NEWMAN, PAULINE (1889–1986), U.S. labor activist and advocate for workers rights. Newman was the first woman organizer for the International Ladies Garment Workers Union (ilgwu). She worked for that organization most of her adult life, also serving the union as a journalist, educator, and government liaison. Born in Kovno, Lithuania, to a traditional Jewish family, Newman was literate in Hebrew and learned Talmud from her father. Her discomfort at a young age with gender segregation in worship was a source of her commitment to fighting sex discrimination in her adult life. Newman emigrated to the United States in 1901 with her mother and two sisters after her father's sudden death, joining her brother, who had already settled in New York City. Newman, who began to work in a hairbrush factory at age nine, taught herself English. By age 16 she was writing commentaries for the Jewish Daily Forward about bad conditions for factory workers. In 1907 she organized a rent strike in lower Manhattan; although unsuccessful in its immediate goals, the strike galvanized the tenant movement.

Newman's activism gained the attention of labor leaders. From 1909 to 1913 she traveled around the United States organizing garment worker strikes in Philadelphia, Cleveland, and Boston. She spoke out for women's suffrage and supported electoral efforts of the Socialist Party. From 1913 to 1917 Newman served the New York State Board of Sanitary Control as a factory inspector and lobbyist for safety legislation for women workers. In 1917 she became an organizer for the Women's Trade Union League (wtul), an organization that brought together upper-class and working-class women in support of the workers' movement, creating a chapter in Philadelphia. It was there that Newman met Frieda Miller, a research assistant in the Economics Department at Bryn Mawr College. Miller and Newman began a relationship that lasted until Miller's death in 1974. The women shared an apartment in Greenwich Village beginning in 1923 and raised a daughter together. Although lesbian relationships were not generally public at that time, Newman's relationship with Miller was known and accepted by her Jewish socialist union organizer colleagues.

From 1923 to 1983, Newman served as the educational director for the ilgwu's Health Center. She was relied upon as an expert consultant by the New York State Legislature, the U.S. Public Health Service, and the United Nations, and was part of the circle of women who advised Eleanor Roosevelt on worker rights. After World War ii, Newman and Miller were sent by the Departments of State and Labor to investigate factory conditions in Germany. When the women's movement was revitalized in the 1970s, Newman was recognized by feminist historians as an important figure in the struggle for women's rights in the earlier part of the century.

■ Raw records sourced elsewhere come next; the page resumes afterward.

PR #338, opened 2019-04-03
Reference schema.yaml in 'Building Application Deployer' doc

eshiroma:


docs/building-deployer.md
```diff
@@ -36,6 +36,9 @@ Decide how to craft your application k8s manifests.
   k8s. The downside is that templating capabilities are very limited.
   Follow instructions [here](building-deployer-envsubst.md).
 
+Include `schema.yaml`, a declaration of parameters required for provisioning the
+application. Follow instructions [here](schema.md) to craft this file.
```
huyhg: `schema.md` was intended to serve as a reference. The individual guides above should provide more context around how the file should be crafted and used.

Maybe this should be worded as:

```markdown
Note that whichever deployer guide you choose to follow, a `schema.yaml` file is required. It declares parameters required for provisioning the application. See [here](schema.md) for a reference of this file.
```

eshiroma: Done.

She died in 1986 at the home of her daughter, Elisabeth Burger Owen. Her papers are in the Schlesinger Library, Radcliffe College, Cambridge, Massachusetts.

bibliography:

A. Kessler-Harris. "Organizing the Unorganizable: Three Jewish Women and Their Union," in: Labor History (Winter 1976), 5–23; A. Orleck, Common Sense and a Little Fire: Women and Working Class Politics, 19001965 (1995); R. Alpert, Like Bread on the Seder Plate: Jewish Lesbians and the Transformation of Tradition (1997).